A Modular Cnn Framework for Hierarchical Mango Grading and Quality Assessment
Journal
3rd Odisha International Conference on Electrical Power Engineering, Communication and Computing Technology, ODICON 2024
Date Issued
2024
Author(s)
Adhikary, Rahul
Pine, Sandipan
Choudhury, Subhra Jyoti
Pradeep Ghantasala, G S
DOI
http://dx.doi.org/10.1109/ODICON62106.2024.10797503
Abstract
Mango fruits are widely recognized for their diverse applications in the food, beverage, and various industries, making them a global commodity of significance. the escalating demand for premium-quality mangoes highlights the necessity for dependable and efficient grading techniques. Traditional mango grading heavily relies on human expertise, often susceptible to subjectivity, errors, and time-intensive procedures. In this study, we introduce a CNN-based mango grading model to automate and enhance the accuracy ofmango quality assessment. Our proposed model employs CNNs in a modular, sequential approach to extract relevant features from mango images and classify them into distinct quality grades. We utilize a comprehensive dataset of mango images with corresponding quality labels for training and validation.

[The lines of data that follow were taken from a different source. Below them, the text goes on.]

PR #1106, opened 2026-06-23
v1: `STARBackend`: drop unused `HamiltonSTARDeck` import

BioCam:
Removes an unused `HamiltonSTARDeck` import in `star.py` (keeping `HamiltonCoreGrippers`). It trips `F401` and so the `v1b1` Linting check fails for every PR based on `v1b1`, not just this one. No behaviour change; nothing imports the symbol from `star.star`.


BioCam:
Closing - redundant one-line lint fix opened in error; the maintainer already has this fix locally and will push it directly.

PR #1109, opened 2026-06-23
Add Agilent BenchCel 4R storage backend

c-reiter:
# Add Agilent BenchCel 4R storage backend

This PR adds an integration for the Agilent **BenchCel 4R** microplate handler, modeled as a PyLabRobot storage machine, plus an in-process mock TCP server that emulates the device's binary wire protocol for hardware-free development.

It follows the usual PLR driver structure: a reverse-engineered backend, a faithful mock server, hardware-free tests, and a user guide.

### Backend — `pylabrobot.storage.agilent.BenchCel4RBackend`

- Speaks the BenchCel's **framed binary protocol over TCP/7612** (port/host configurable). Each application frame is `[1 byte command_id][2 byte LE payload_length][payload]`.
- Reverse-engineered from Agilent VWorks packet captures and live tests against a 4-stacker BenchCel (firmware 3.2.20.0). This is **not** vendor wire-protocol documentation; the public Agilent Quick Guide (G5400-90003) documents operation/safety but not the Ethernet protocol.
- Modeled as an `IncubatorBackend`, since the BenchCel is open, sequential stacker storage. The firmware addresses **whole stackers**, so PLR racks track the expected plate order/content per stacker.
- Implemented commands: home / home-motors (`0x47`/`0x48`), stacker load/unload (`0x60`/`0x61`), pick/downstack + place/upstack (`0x62`/`0x63`), move-to-target (`0x65`), relative jog (`0x66`), pneumatic stacker clamps (`0x67`), full-open/close robot grippers (`0x6a`), save teachpoint (`0x73`), **labware-settings push + commit (`0x7d`/`0x9f`)**, stacker sensors (`0x7e`), current position (`0x85`), general/arm status (`0x87`), axis bounds (`0x99`), and device-error frames (`0x02`).
- Decoded status helpers: `request_stacker_sensors`, `request_all_stacker_sensors`, `request_arm_status`, `request_general_status`, `request_axis_bounds`, `request_current_position`.
- Optional `source_ip` to bind a specific local NIC on multi-homed control hosts.
- **No files are written on the host.** The device has no known command to read teachpoints back; if you need to persist the numeric teachpoints you wrote, keep them in your own protocol/config.

#### Narrowed `dangerously_` API

[...]

PR #1110, opened 2026-06-24
`Plate`: add optional `stacking_z_height` parameter

c-reiter:
## Summary

Adds an optional `stacking_z_height` parameter to the `Plate` class — the vertical pitch (in mm) between two identical plates stacked directly on top of each other (i.e. the height one plate adds to a stack: `size_z` minus the overlap with the plate below).

This mirrors the existing `NestedTipRack.stacking_z_height` and gives plates the same notion of stacking pitch that nested tip racks already have. It's required by plate-stacker devices (e.g. the Agilent BenchCel I'm adding in #1109) and defaults to `None` when unknown, so nothing changes for existing labware.

Per the discussion with @rickwierenga: option (b) — add it as an optional param on `Plate` rather than a new subclass — split out into its own PR.

## Changes

- `Plate.__init__`: new `stacking_z_height: Optional[float] = None` parameter, stored on the instance.
- `Plate.__eq__`: since `stacking_z_height` is a physical dimension, plates that differ in it are different labware and now compare unequal. `__hash__` is restored to `Resource`'s (defining `__eq__` otherwise sets it to `None`), so plates stay hashable, and `stacking_z_height` is added to `__repr__`.
- `Plate.serialize()`: new override so `stacking_z_height` round-trips through `deserialize`. This also fixes a pre-existing gap where `plate_type` was silently dropped on serialization (because `Plate` had no `serialize` override, so the constructor arg was never persisted — `copy()` lost it too).
- `ResourceStack`: bare plates stacked in the z direction now **nest** by their stacking pitch. A plate placed directly on another bare plate sinks in by `size_z - stacking_z_height`, so a stack of `N` identical plates is `size_z + (N - 1) * stacking_z_height` tall (both the reported `get_size_z()` and the child placement). Gated on the value being set, and skipped when the lower plate wears a lid — so existing behavior is unchanged (no library plate sets the value yet). This parallels the lid-nesting `ResourceStack` already did.
- Docs: documented `stacking_z_height` (what it is, how to measure it, why it's needed, and the `ResourceStack` nesting behavior) on the Plate resource page and the ResourceStack notebook, and added it to the example plate definition in the contributor guide.
- Tests: `Plate` — default-is-`None`, value-stored, serialize/deserialize round-trip (covering both `stacking_z_height` and `plate_type`), equality differs on `stacking_z_height`, hashability. `ResourceStack` — two/three plates nest, no-nesting without the value (back-compat), and no nesting onto a lidded plate.

## Notes

- No `Plate` subclasses exist, so adding the keys to `serialize()` (which `deserialize` feeds back as constructor kwargs) is safe.
- Backwards compatible: deserializing older JSON without these keys falls back to the constructor defaults; no existing library plate sets `stacking_z_height`, so `ResourceStack` behavior is unchanged for all current labware.

### DIFF
--- a/pylabrobot/resources/plate.py
+++ b/pylabrobot/resources/plate.py
@@ -80,6 +80,7 @@ class Plate(ItemizedResource["Well"]):
     lid: Optional[Lid] = None,
     model: Optional[str] = None,
     plate_type: Literal["skirted", "semi-skirted", "non-skirted"] = "skirted",
+    stacking_z_height: Optional[float] = None,
   ):
     """Initialize a Plate resource.
 
@@ -89,6 +90,10 @@ class Plate(ItemizedResource["Well"]):
       lid: Immediately assign a lid to the plate.
       plate_type: Type of the plate. One of "skirted", "semi-skirted", or "non-skirted". A
         more complete description is still pending.
+      stacking_z_height: The vertical pitch in mm between two identical plates stacked directly on
+        top of each other (i.e. the height a plate adds to a stack, equal to ``size_z`` minus the
+        overlap with the plate below). Required by some stacker devices (e.g. the Agilent BenchCel)
+        and left as ``None`` when unknown.
     """
 
     super().__init__(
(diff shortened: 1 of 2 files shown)


rickwierenga:
thanks!

BioCam:
Nice!

Should the same be applied to `PetriDish`?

Experimental outcomes underscore the effectiveness of the CNN-based method in accurately grading mangoes, presenting a promising solution to improve efficiency and objectivity in mango grading. In conclusion, the CNN-based mango grading model represents a significant step forward in modernizing and optimizing mango quality assessment processes. the combination of machine learning techniques with image analysis offers a robust solution to address longstanding challenges associated with traditional grading methods. As this technology evolves, it has the potential to revolutionize quality control practices in the food industry. This CNN-based approach outperforms other classifiers for this specific mango grading problem. © 2024 IEEE.